A: I’m really into (the TV Western series) “Yellowstone,” and the music in “Yellowstone,” it’s Texas music, cowboy music. I’m obviously not a cowboy, but it makes me wonder how I could do a really retro-sounding cowboy song. Or when I listen to the Weeknd, that sounds like Duran Duran to me — totally an ’80s synthesizer. I’m always wondering, “What’s a fun little sound people haven’t heard me do?”

Q: Ideologically, the country audience can be perceived by outsiders as a monolith. Do you see more diversity of thought than is often recognized?

A: Here’s what I know about the country audience: When you lay the right song on them, they all get it the same way. But the stereotype where everybody’s like, “Oh, write a song about guns and America and the troops and veterans, and it’ll be a hit” — I don’t view the country audience like that.

Q: Do you feel free to speak your mind about contentious issues?

A: I’m always gonna walk a smart line, but I’m not scared. Look at “Most People Are Good,” a song I had a couple years ago. It touched on “Love who you love,” and that can be taken a lot of ways. I had a lot of people ask me, “Well, does that mean you want to plant a flag and support the gay and lesbian community?” I’m like, “I’m not saying I’m gonna go fly that flag — but I’m not saying I’m not either.” As you get a higher profile, you do watch your words carefully. And that’s frustrating too.

Q: Because of the way you grew up, you’ve naturally brought elements of Black music into country. But has country gotten better at allowing in actual Black voices?

A: I do see it getting better. I watched Darius (Rucker)’s interview (with the “Today” show) on race, and I have sat up at night after hearing from African American audience members who say they’ve felt uncomfortable at my shows through the years. It’s a delicate conversation, and do I think we may take a little longer in country to have it? Probably. But it’s the conversation we’re having more and more.

Q: Chris Janson and Chase Rice faced widespread criticism after they played concerts with little apparent concern for social distancing. But an act on your level has to think more rigorously about how to return to the road.

A: If I’ve made decisions on not doing shows, it’s because let’s see what we’re truly dealing with. We’re still learning what this virus is every day. It’s all out of whack.
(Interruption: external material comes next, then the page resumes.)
PR #4845, opened 2021-08-24
feat(panel): render templates on init with render state

Haroenv:
**Summary**

Before this PR the initial render happens *before* widget init. This doesn't have a huge effect, although it got rendered with just an empty object. This makes things needlessly dynamic (more than the types were saying even, because the Template isn't super strict), and would make a template like `header({ widgetParams }) { return widgetParams.attribute }` throw, even though with this PR it is possible without conditionals or flashing.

Q: What’s going through your mind when you sing “Build Me a Daddy,” which is about a little kid whose father was a soldier who died?

A: It’s heavy. Through the years I’ve met several Navy SEAL buddies, and I just happened to be around one of these buddies when I got the mix of that song in. Navy SEALS, these guys are programmed to not show emotion. And I played him this song and it truly broke up him up. I think about that.

Q: Your nephew lost his dad. Do you connect the song to events in your own life?

A: Oh, totally. Loss is loss. You know, “Build Me a Daddy,” I didn’t go in there and do 25 vocal takes on it. I think I did four, and there were even some that my engineer was like, “Man, we really can use 95% of this vocal.” That tells me I’ve connected emotionally with the song; I’m really just channeling it.